Although the financial problems of water investment have

been well publicized, the shares and bonds of well-managed water institutions can be attractive elements of an investment portfolio. WSS has the potential for stable cash flows over the long term – meeting the requirements of investors who need to monitor performance into the future, such as pension funds, insurance companies and specialized water and infrastructure funds. A number of emerging and developing countries are issuing municipal bonds to fund water development. Many of the securities issued by municipalities and utilities are backed by credit enhancements that bring them to the investment-grade status often required by institutional investors.

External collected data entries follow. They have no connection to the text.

PR #2667, opened 2024-04-08
QR Code Login Initial view state

Velin92:
First state of the qr code login view.


ElementX/Sources/FlowCoordinators/AuthenticationFlowCoordinator.swift
```diff
@@ -103,6 +102,21 @@ class AuthenticationFlowCoordinator: FlowCoordinatorProtocol {
         navigationRootCoordinator.setRootCoordinator(navigationStackCoordinator)
     }
     
+    private func startQrCodeLogin() {
```
pixlwave, line 105: Only for consistency.
```suggestion
    private func startQRCodeLogin() {
```

ElementX/Sources/Other/SwiftUI/Views/SFNumberedListView.swift
```diff
@@ -0,0 +1,81 @@
...
+// WITHOUT WARRANTIES OR CONDITIONS OF ANY KIND, either express or implied.
+// See the License for the specific language governing permissions and
+// limitations under the License.
+//
+
+import SFSafeSymbols
+import SwiftUI
+
+/// The view can only display a max 9 items as of right now
+struct SFNumberedListView: View {
```
pixlwave, line 21: Nice! Could switch it to use `systemImage: String` for the max supported value, although hopefully we'll never have a screen with instructions that are 9 steps long 🙈

ElementX/Sources/Screens/QRCodeLoginScreen/QRCodeLoginScreenViewModel.swift
```diff
@@ -0,0 +1,61 @@
...
+        switch viewAction {
+        case .cancel:
+            actionsSubject.send(.cancel)
+        case .startScan:
+            Task { await startScanIfPossible() }
+        }
+    }
+    
+    private func startScanIfPossible() async {
+        let status = AVCaptureDevice.authorizationStatus(for: .video)
```
pixlwave, line 48: Should this method be using the injected controller?

ElementX/Sources/Services/QRCode/QRCodeLoginController.swift
```diff
@@ -0,0 +1,37 @@
...
+// Unless required by applicable law or agreed to in writing, software
+// distributed under the License is distributed on an "AS IS" BASIS,
+// WITHOUT WARRANTIES OR CONDITIONS OF ANY KIND, either express or implied.
+// See the License for the specific language governing permissions and
+// limitations under the License.
+//
+
+import AVFoundation
+
+final class QRCodeLoginController: QRCodeLoginControllerProtocol {
```
pixlwave, line 19: Maybe we should call this the `QRCodeLoginService` assuming it will provide more functionality going forwards? That would be more inline with the rest of the project.

pixlwave (approved):
LGTM 👏

ElementX/Sources/Other/SwiftUI/Views/SFNumberedListView.swift
Velin92: I think for now is okay to leave to display 0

Finally, the UN World Water Development Report contains ample evidence of the large expenditure urgently needed in all parts of the water sector. Water resources management needs to adapt to climate change through investments in storage, flood control, and more efficient irrigation systems. WSS need to be provided to the billions of people lacking these basic services. In more developed countries, ageing infrastructure needs to be upgraded to meet current expectations and systems need to be optimized to make them more efficient. Many existing water infrastructure projects began as anti-recessionary schemes, and there are influential calls to use fiscal stimuli to promote ‘green’ development. It is important to take a longer view of the current global financial uncertainty and see the opportunities it offers, as well as the obvious difficulties it raises for water finance.

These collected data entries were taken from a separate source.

PR #2669, opened 2024-04-09
Fix child presentation of the same room.

pixlwave:
Make sure we don't stack the same room directly underneath itself (but allow it with intermediate rooms)


stefanceriu (approved):
Noice! 👌

PR #2676, opened 2024-04-10
Attempt to improve unit test reliability:

stefanceriu:
- synchronize mock properties on the main queue
- sleep for longer when processing routes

Just as private financiers are leaning more heavily on governments to provide leadership out of the current financial crisis, international financial institutions (IFIs) are reporting a surge of interest in their lending and risk-sharing products. It is important that any short-term measures aimed at immediate macroeconomic and social pressures do not harm longer-term growth and development prospects. Across-the-board spending cuts that affect both investment and maintenance outlays can be costly in the longer term. It is the responsibility of financiers to be flexible in the face of these new challenges.

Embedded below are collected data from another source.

PR #3870, opened 2025-03-05
Bump the RustSDK to v25.03.05

stefanceriu:
- adopt the new timeline configuration which now exposes read receipst tracking. For now it should be set to false for all timelines except the live one which still gets configured properly on the rust side through init_timeline. Eventually we will converge on this configurationi API for all of them.
- also adopt the new rust side cache clearing method and remove our own

### DIFF
--- a/ElementX/Sources/Application/AppCoordinator.swift
+++ b/ElementX/Sources/Application/AppCoordinator.swift
@@ -757,13 +757,12 @@ class AppCoordinator: AppCoordinatorProtocol, AuthenticationFlowCoordinatorDeleg
         stopSync(isBackgroundTask: false)
         userSessionFlowCoordinator?.stop()
         
-        let userID = userSession.clientProxy.userID
         tearDownUserSession()
     
         // Allow for everything to deallocate properly
         Task {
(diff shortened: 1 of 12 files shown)


ElementX/Sources/Application/AppCoordinator.swift
```diff
@@ -757,13 +757,12 @@ class AppCoordinator: AppCoordinatorProtocol, AuthenticationFlowCoordinatorDeleg
...
         userSessionFlowCoordinator?.stop()
         
-        let userID = userSession.clientProxy.userID
         tearDownUserSession()
     
         // Allow for everything to deallocate properly
         Task {
             try? await Task.sleep(for: .seconds(2))
-            userSessionStore.clearCache(for: userID)
+            await userSession.clientProxy.clear_caches()
```
pixlwave, line 765: What are you, some kind of Rust developer?!
```suggestion
            await userSession.clientProxy.clearCaches()
```

pixlwave (approved):
LGTM apart from that 🦀 abomination.

pixlwave (approved):
**Much** better! 😄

3 The World Bank’s Public-Private Infrastructure Advisory Facility (PPIAF). 2008. Public-private partnerships for urban water utilities: a review of experiences in developing countries. Washington D. C., World Bank

The United Nations World Water Development Report 3: Water in a Changing World

The report is presented together with a case study volume: Facing the Challenge. Adopting the premise that local actions and on-the-ground insights are the starting point of a global strategy to improve management of the world’s freshwater resources, these 20 case studies from around the world examine water challenges and the differing management approaches taken in response in Bangladesh, Cameroon, China, the Cholistan desert (Pakistan), Estonia, the Han River basin (Republic of Korea), Istanbul (Turkey), the Lake Merín basin (Brazil and Uruguay), La Plata River basin (Argentina, Bolivia, Brazil, Paraguay and Uruguay), the Netherlands, Pacific island states, the Po River basin (Italy), the Autonomous Community of the Basque Country (Spain), Sri Lanka, Sudan, Swaziland, Tunisia, Uzbekistan, the Vuoksi River basin (Finland and the Russian Federation) and Zambia.

SC-2009/WS/14

Water is vital to all aspects of human life. Using water wisely and managing our water resources is an essential component of growth, socioeconomic development and reducing poverty. Yet around the world we see water scarcity problems rising. And if we don’t take action, they risk becoming even more severe.Coordinated by the World Water Assessment Programme, the United Nations World Water Development Report 3: Water in a Changing World is a joint effort of the 26 United Nations agencies and entities that make up UN-Water. The report

brings together some of the world’s leading experts to analyse the state of the world’s freshwater resources: it monitors changes in our water supplies and in how we manage them, and tracks our progress towards achieving international development targets. Water in a Changing World also provides decision makers with the tools to implement sustainable use of our water – offering best practices to help stimulate ideas and actions for better stewardship of this most essential resource.